Grochow stated that we now know that the network is only a shadow of the whole thing. Modeling a data set as a graph can reveal only a small portion of its true story if it has a complex structure.

Emilie Purvine from the Pacific Northwest National Laboratory is enthusiastic about hypergraphs' ability to find subtler connections between data points. Photograph by Andrea Starr/Pacific Northwest National Laboratory

Emilie Purvine, a mathematician at the Pacific Northwest National Laboratory, stated that we have realized that the data structures used to study the data aren't exactly fitting the data.

Mathematicians, computer scientists, as well as other researchers, are increasingly looking for ways to generalize graph theory in its many forms. This allows them to explore higher-order phenomena. These interactions have been described in a variety of ways over the years, with many mathematical verifications possible using high-dimensional data sets.

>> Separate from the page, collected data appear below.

PR #1310, opened 2026-09-02
fix(webdav): directory listings no longer fail with HTTP 500 when a filename contains XML-invalid characters

### LINKED ISSUE #1308: WebDAV PROPFIND returns HTTP 500 when a filename contains U+FFFE (invalid XML char) — whole directory unlistable
## Summary

WebDAV directory listing (PROPFIND) fails with **HTTP 500** when any child filename stored in the library contains code points that are invalid in XML 1.0 — specifically **U+FFFE**. Because the whole listing request fails, every other file in that directory becomes unreachable through WebDAV until the offending entry is removed.

## Impact chain

This bricks directory traversal for any client that needs a full listing:

- rclone-mounted WebDAV surfaces it as `IO error: couldn't list files: 500 Internal Server Error`, and the mount reports `Input/output error` for the directory.
- Tools that import from the mounted tree (e.g. Sonarr/Radarr-style importers) cannot read the folder at all, so downloads that completed successfully never finish importing.
- One bad filename poisons the entire containing directory — all healthy sibling files in it are collateral damage.

## Root cause

The exception is thrown while serializing the WebDAV XML response, before any of it is sent:

```
System.ArgumentException: '￾', hexadecimal value 0xFFFE, is an invalid character.
   at NzbWebDAV.Middlewares.ExceptionMiddleware.InvokeAsync(HttpContext context)
```

XML 1.0 forbids U+FFFE (and U+FFFF, plus most C0/C1 control chars). The stored filename contains one, the XML writer throws, and the middleware converts it to a generic 500.

## How names get corrupted

The affected names originate from NZBs whose file entries were encoded in a legacy charset (the pattern is typical of Latin-1/French-accented scene releases that were misdecoded). Characters that should be `ñ`, `é`, `è`, `à`, `û` arrive as a mangled sequence. Observed examples (escaped, actual stored names):

- `Mucha.Lucha.S02E20.Poocha.Lucha.Cinco.De.Pi\uFFFE\uE0C3\uE0B1ata.1080p.AMZN.WEB-DL.DDP2.0.H.264-NTb.mkv` (should be `Piñata`)
- `Mucha.Lucha.S02E15.El.Ni\uFFFE\uE0C3\uE0B1o.Loco.La.Bruja.1080p.AMZN.WEB-DL.DDP2.0.H.264-NTb.mkv` (should be `Niño`)
- `The.Loud.House_S07E03-E04_Child\uFFFE\uE0C3\uE0A2\uE0C2\uE080\uE0C2\uE099s.Play.Force.of.Habits.mkv` (should be `Child's Play`)
- `1073 One Piece S21E182 Multi ''... Onigashima, enfer \uFFFE\uE0C3\uE0A0 ciel ouvert !'' ... WebDl1080p ! 2023.mkv` (should be `à ciel ouvert`)

i.e. an invalid-character marker (U+FFFE) followed by private-use-area code units that encode the original UTF-8 bytes.

## Steps to reproduce

1. Have a download item whose stored filename contains U+FFFE (or U+FFFF, or a control char like U+0001) — the mojibake above is one way, but even a hand-crafted entry suffices.
2. Send `PROPFIND` with `Depth: 1` on the parent collection.
3. Server responds `500 Internal Server Error`; logs show the `ArgumentException` above.

Expected: the listing succeeds; entries with XML-invalid characters are sanitized (stripped or replaced, e.g. `\uFFFD` or an `_xFFFF_`-style escape) rather than failing the entire request. Optionally, names should be sanitized at ingest so invalid code points never enter storage in the first place.

## Environment

- InfiniDysk image built 2026-08-28 (digest `sha256:8cf616c1...`)
- WebDAV access via rclone with `--links` (mount + `*arr`-style importer), and via direct PROPFIND

hoivikaj:
## Summary

Fixes #1308.

A single stored filename containing a character XML 1.0 forbids (U+FFFE, U+FFFF, lone surrogates, C0 controls) made `XmlWriter` throw while serializing the PROPFIND multistatus body. The whole directory listing became a 500 — rclone surfaced it as `IO error: couldn't list files`, and importers could not read healthy sibling files.

- **Response-time fix:** `displayname` for items and collections now runs through a new `XmlTextUtil.ReplaceInvalidXmlChars` (replaces with U+FFFD), so existing corrupted entries list correctly without a DB migration. `href` was already safe (percent-encoded via `Uri.AbsoluteUri`).
- **Ingest fix:** `PathSanitizer.SanitizeComponent` strips XML-invalid characters (as `_`) in both Windows-safe and minimal modes, so mis-decoded NZB subjects (e.g. `Pi\uFFFE\uE0C3\uE0B1ata`) never enter storage with them again.

## Test plan

- [x] New `XmlTextUtilTests` (valid text untouched, U+FFFE/U+FFFF/C0/lone surrogates replaced, surrogate pairs preserved)
- [x] New `DisplayNamePropertyTests` — property managers return a sanitized `displayname` that serializes through `XmlWriter`
- [x] `PathSanitizerTests` extended for both modes
- [x] Existing `PropFindHandlerPatchTests` / `WebDavContractTests` still pass

## Summary by CodeRabbit

* **Bug Fixes**
  * Improved handling of invalid XML characters in sanitized paths and WebDAV item and collection display names.
  * Prevented malformed display names from causing XML serialization issues.
  * Preserved valid Unicode characters, including valid surrogate pairs.

* **Tests**
  * Added coverage for invalid characters, unpaired surrogates, custom replacements, and successful XML serialization.

### DIFF
--- a/backend/Utils/PathSanitizer.cs
+++ b/backend/Utils/PathSanitizer.cs
@@ -35,7 +35,7 @@ public static class PathSanitizer
             return SanitizeMinimal(name);
 
         var sb = new StringBuilder(name.Length);
-        foreach (var ch in name)
+        foreach (var ch in XmlTextUtil.ReplaceInvalidXmlChars(name, '_'))
         {
             if (ch < 0x20 || WindowsInvalidChars.Contains(ch))
                 sb.Append('_');
@@ -67,13 +67,14 @@ public static class PathSanitizer
     }
 
     /// <summary>
-    /// Minimal sanitization when Windows-safe paths are disabled: only '/' and NUL.
+    /// Minimal sanitization when Windows-safe paths are disabled: only '/', NUL, and
+    /// characters XML 1.0 forbids (they would break every WebDAV listing of the parent).
     /// Still length-capped so a sanitized name can never overflow DavItem.Name (255).
     /// </summary>
     private static string SanitizeMinimal(string name)
     {
         var sb = new StringBuilder(name.Length);
-        foreach (var ch in name)
+        foreach (var ch in XmlTextUtil.ReplaceInvalidXmlChars(name, '_'))
         {
             if (ch is '/' or '\0')
                 sb.Append('_');
--- a/backend/Utils/XmlTextUtil.cs
+++ b/backend/Utils/XmlTextUtil.cs
@@ -1,0 +1,60 @@
+using System.Xml;
+
+namespace NzbWebDAV.Utils;
+
+/// <summary>
+/// XML 1.0 forbids U+FFFE, U+FFFF, lone surrogates, and most C0 controls. Names
+/// carrying those (e.g. mis-decoded NZB subjects) make XmlWriter throw while
+/// serializing a PROPFIND response, which turns the whole listing into a 500.
+/// </summary>
+public static class XmlTextUtil
+{
+    public const char ReplacementChar = '\uFFFD';
+
+    public static bool ContainsInvalidXmlChars(string text)
+    {
+        for (var i = 0; i < text.Length; i++)
+        {
+            if (XmlConvert.IsXmlChar(text[i]))
+                continue;
+
+            if (i + 1 < text.Length && XmlConvert.IsXmlSurrogatePair(text[i + 1], text[i]))
+            {
+                i++;
+                continue;
+            }
+
+            return true;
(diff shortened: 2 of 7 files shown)


TheMrClaus:
💪

PR #1317, opened 2026-09-03
chore(ci): frontend mutation runs no longer take 30+ minutes on dependency-only PRs

hoivikaj:
## Summary

The frontend mutation job in #1316 (a `qs` lockfile bump) ran a full, cold StrykerJS pass. Two causes:

- `frontend/package-lock.json` was in the trigger paths, so every Dependabot npm bump ran mutation testing over the whole `app/clients` + `app/auth` pilot (~1.7k LOC) even though no pilot source changed.
- The incremental cache key was per-`ref_name` (e.g. `1312/merge`) and PR-scoped caches are not readable from other PRs, so each PR started cold. Because the key had no commit component, the cache was also never refreshed after its first save.

Changes:

- Drop `package-lock.json` from the frontend pilot-change detection (regular CI already covers dependency bumps).
- Add a `push` to `main` trigger (frontend pilot paths only) that seeds a `stryker-js-<config-hash>-main-*` incremental cache, and add it as a fallback `restore-key` for PRs. Key now includes `github.sha` so the cache is refreshed on each run.
- Run StrykerJS with `--concurrency 3` on the 4-vCPU runner instead of the config default of `50%` (=2).

The backend job is unchanged on PRs and does not run on the new `push` trigger.

## Test plan

- [x] `mutation.yml` parses as YAML
- [ ] Dependabot npm-only PR: frontend mutation job reports "No frontend mutation-pilot files changed" and skips
- [ ] PR touching `frontend/app/clients/**`: job restores the `-main-` cache once one has been seeded, and total runtime drops

## Summary by CodeRabbit

- **Chores**
  - Improved automated quality checks for backend and frontend changes.
  - Updated mutation-testing triggers for pull requests, pushes to the main branch, and supported manual workflows.
  - Refined change detection and manual workflow scope options.
  - Improved test result reuse across branches, configurations, and commits.
  - Increased frontend mutation-testing parallelism to complete validation more efficiently.

### DIFF
--- a/.github/workflows/mutation.yml
+++ b/.github/workflows/mutation.yml
@@ -8,13 +8,13 @@ on:
       - frontend/app/clients/**
       - frontend/app/auth/**
       - frontend/stryker.config.json
+      - frontend/package-lock.json
   workflow_dispatch:
     inputs:
       scope:
         description: Mutation scope
         type: choice
         options:
-          - changed
           - queue
           - streams
           - usenet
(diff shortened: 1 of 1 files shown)


hoivikaj:
Addressed both review comments in the latest commit:
- Removed `changed` from the `workflow_dispatch` scope options (and from both job `if` lists); PR events still use the changed-files selector.
- Added `frontend/package-lock.json` back into the Stryker incremental cache key and both restore keys, and added it to the push-to-main paths so the shared `-main-` cache is re-seeded after dependency changes.

PR #1319, opened 2026-09-03
feat(ui): warn when Segment Cache duplicates rclone VFS read-ahead

hoivikaj:
## Summary

Users running a **Symlinks** library stream through an rclone mount. When that mount uses `--vfs-read-ahead`, rclone already buffers ahead of playback, so InfiniDysk's Segment Cache only adds disk writes. InfiniDysk cannot always inspect the mount, so this PR adds guidance instead of silently changing behavior:

- **Streaming tab** — a dismissable warning appears when Segment Cache is on and `api.import-strategy` is `symlinks`. Dismissal is remembered per browser (`localStorage`).
- **Rclone tab** — when the RC connection test can read VFS statistics and confirms read-ahead is enabled while Segment Cache is on, a definitive (non-dismissable, per-test) warning is shown.
- Both warnings link to the **Setup Guide** with a `returnTo`, and the copy encourages existing installations to re-run it since it reviews recommended configuration.
- Docs: new "Segment Cache and rclone read-ahead" section in `docs/configuration/streaming.md`; Setup Guide intro now notes it is worth completing on long-running installs.

No config keys or backend changes; setup wizard version is unchanged (advisory-only UI).

## Test plan

- [x] `vitest` — new tests cover the warning predicate, the dismiss button persisting to `localStorage` and staying hidden on remount, and no warning for STRM libraries
- [x] ESLint (zero warnings), Prettier, `tsc -b` on the frontend
- [ ] Manual: Settings → Streaming with a Symlinks library and Segment Cache on shows the notice; dismiss survives reload
- [ ] Manual: Settings → Rclone → Test Conn against a mount with `--vfs-read-ahead` shows the read-ahead warning when Segment Cache is on

## Summary by CodeRabbit

- **New Features**
  - Added warnings in Streaming and Rclone settings when Segment Cache and rclone read-ahead are enabled together for Symlink libraries.
  - Warnings link to Streaming settings and the Setup Guide and can be dismissed with the choice remembered.
  - Warnings are hidden for STRM libraries and during initial page loading.
  - Rclone connection results now reflect the detected read-ahead configuration.

- **Documentation**
  - Added guidance on configuring Segment Cache and rclone read-ahead.
  - Updated the setup guide with recommendations for existing installations and approved settings.

### DIFF
--- a/docs/configuration/streaming.md
+++ b/docs/configuration/streaming.md
@@ -65,6 +65,21 @@ path) is local SSD/NVMe or other storage that can safely absorb the extra writes
 Disable the cache for slow disks, network mounts, or flash storage with limited
 write endurance; alternatively, point **Cache path** at suitable local storage.
 
+### Segment Cache and rclone read-ahead
+
+Symlink libraries stream through an rclone mount. When that mount runs with
+`--vfs-read-ahead`, rclone already buffers ahead of playback, and Segment Cache only
+adds disk writes without improving seeks. Keep one or the other: the
+[Setup Guide](../getting-started/setup-guide.md) disables Segment Cache for Symlinks
+and recommends the bounded rclone VFS cache instead.
+
+InfiniDysk cannot always inspect the mount, so the Streaming tab shows a dismissable
+warning whenever Segment Cache is on for a Symlinks library. Dismissal is remembered
+per browser. When the [rclone RC connection test](rclone.md) can read VFS statistics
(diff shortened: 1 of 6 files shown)


hoivikaj:
Addressed the CodeRabbit finding: connection tests now track a request generation that is bumped whenever host/user/password change, so a stale in-flight response can no longer restore `readAheadBytes` or show the Segment Cache warning for an untested configuration. Added `rclone.test.tsx` with a regression test covering an input change while a test is pending.

PR #1340, opened 2026-09-04
feat(ui): activity chart separates client playback reads from app-triggered reads

hoivikaj:
## Summary
- Split Overview Activity article reads into solid client playback and dashed app-triggered series.
- Persist token-context workload attribution through raw fetches, rollups, retention, provider remapping, and Overview API totals.
- Historical pre-upgrade rows default to Unknown and display as app activity; no historical backfill is performed.

## Validation
- `dotnet test tests/NzbWebDAV.Tests/NzbWebDAV.Tests.csproj -c Release --filter "FullyQualifiedName~Metrics|FullyQualifiedName~GetOverviewStats|FullyQualifiedName~MultiProviderNntpClient|FullyQualifiedName~SegmentCacheNntpClient|FullyQualifiedName~StartupDatabaseMigration"`
- `dotnet test tests/NzbWebDAV.ArchitectureTests/NzbWebDAV.ArchitectureTests.csproj -c Release`
- `cd frontend && npx vitest run app/routes/overview && npm run typecheck && npm run lint`
- `./scripts/export-admin-openapi.sh`

## Upgrade notes
- Back up `/config` before upgrading: the additive metrics SQLite migration runs automatically at startup.
- No setup-wizard change is required; this feature adds no configuration.
- Manual private/shared-stream and queue/maintenance attribution checks require non-production Usenet credentials and were not run locally.

## Summary by CodeRabbit

* **New Features**
  * Overview statistics now distinguish client article reads from application article reads.
  * Throughput charts display separate client and application article series with updated legends, tooltips, and accessibility descriptions.
  * Client article totals are tracked across minute, hourly, and lifetime metrics.
  * Fetch activity is categorized by workload for more detailed reporting.
* **Bug Fixes**
  * Improved consistency of article-read aggregation across reporting windows and providers, including rerun and late-arriving data.
* **Tests**
  * Added coverage for chart rendering, aggregation, workload classification, and metric persistence.

PR #1350, opened 2026-09-07
fix(metrics): rclone/Plex playback through shared streams no longer shows up as "App reads" on the Activity chart

hoivikaj:
## Summary

With only rclone/Plex reading (no health checks or queue work running), the Overview **Activity** chart attributed most article fetches to **App reads** instead of **Client reads**.

Root cause: #1340 classifies a fetch as client/streaming only when the `AsyncLocal` read-session id is present. The shared-stream pump (`SharedStreamEntry.StartPump`) deliberately starts under `ExecutionContext.SuppressFlow()` so it never inherits a single reader's request state — which also drops the read-session id. Every article the pump fetched for attached clients was therefore recorded as `Background` and rendered as "App reads". Large open-ended rclone GETs go through the shared pump, while small ranges use a private stream (with a session) — hence the ~4k client / ~27k app split.

Fix: mark the pump's async flow with a new attribution-only `SharedStreamPumpContext`, and have `DownloadWorkloadClassifier.ClassifyForMetrics` treat it as `Streaming`. Admission priority and per-session diagnostics are unchanged.

## Test plan

- [x] `DownloadWorkloadClassifierTests`: pump marker → `Streaming`; disposing the marker restores `Background`.
- [x] `SharedStreamEntryTests.Pump_ClassifiesUpstreamReadsAsClientStreaming_WithoutInheritingReaderSession`: upstream reads issued by the pump see no read-session id (flow still suppressed) and classify as `Streaming`. Verified the test fails with the marker removed.
- [x] `dotnet test` filtered to classifier, shared-stream entry/registry, and terminal-miss logging suites: 52/52 pass.
- [x] `dotnet format --verify-no-changes` on touched files.
- [ ] Manual: with rclone/Plex scanning, Activity chart "Client reads" should now carry the bulk of the reads.

## Summary by CodeRabbit

- **Bug Fixes**
  - Improved workload metrics so shared-stream activity is correctly classified as streaming, even without an active read session.
  - Upstream reads from shared streams are now attributed to client streaming without inheriting the caller’s read-session identifier.

- **Tests**
  - Added coverage confirming streaming classification and proper restoration of workload context after shared-stream operations.

### DIFF
--- a/backend/Clients/Usenet/Contexts/DownloadWorkloadClassifier.cs
+++ b/backend/Clients/Usenet/Contexts/DownloadWorkloadClassifier.cs
@@ -20,7 +20,7 @@ internal static class DownloadWorkloadClassifier
 
     internal static SegmentFetch.FetchWorkload ClassifyForMetrics(CancellationToken cancellationToken)
     {
-        if (MultiProviderNntpClient.CurrentReadSessionId is not null)
+        if (MultiProviderNntpClient.CurrentReadSessionId is not null || SharedStreamPumpContext.IsActive)
             return SegmentFetch.FetchWorkload.Streaming;
 
         return Classify(cancellationToken) switch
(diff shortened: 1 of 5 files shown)


hoivikaj:
@coderabbitai full review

Purvine describes the mathematical exploration of higher order interactions as the mapping of new dimensions. She suggested that a graph is like a foundation for a plot of two-dimensional land. There are many three-dimensional buildings that could be built on top. They look identical from ground level but the structures you build on top are different.

Use the Hypergraph

This is where math becomes particularly complicated and interesting. A hypergraph is a higher-order analog of a graph. It has hyperedges instead of edges. This means that it can represent multi-way or multilinear relationships. A hyperedge can be viewed as a surface instead of a line. It could be compared to a tarp that is staked in three or four places.

This is great, but we still don't know a lot about the relationships between these structures and their conventional counterparts. Mathematicians are learning how graph theory applies to higher-order interactions. This opens up new avenues of exploration.

A hypergraph can reveal the relationships that a big data set can produce. An ordinary graph cannot. This is why the world of scientific publishing, a very simple example, can be used to illustrate this. Imagine two data sets containing papers coauthored up to three mathematicians. Let's call them A, BC, and C. The other data set contains six papers with two papers from each of the three distinct groups (AB, AC and BC). The second data set contains two papers, each one coauthored by all three mathematicians (ABC).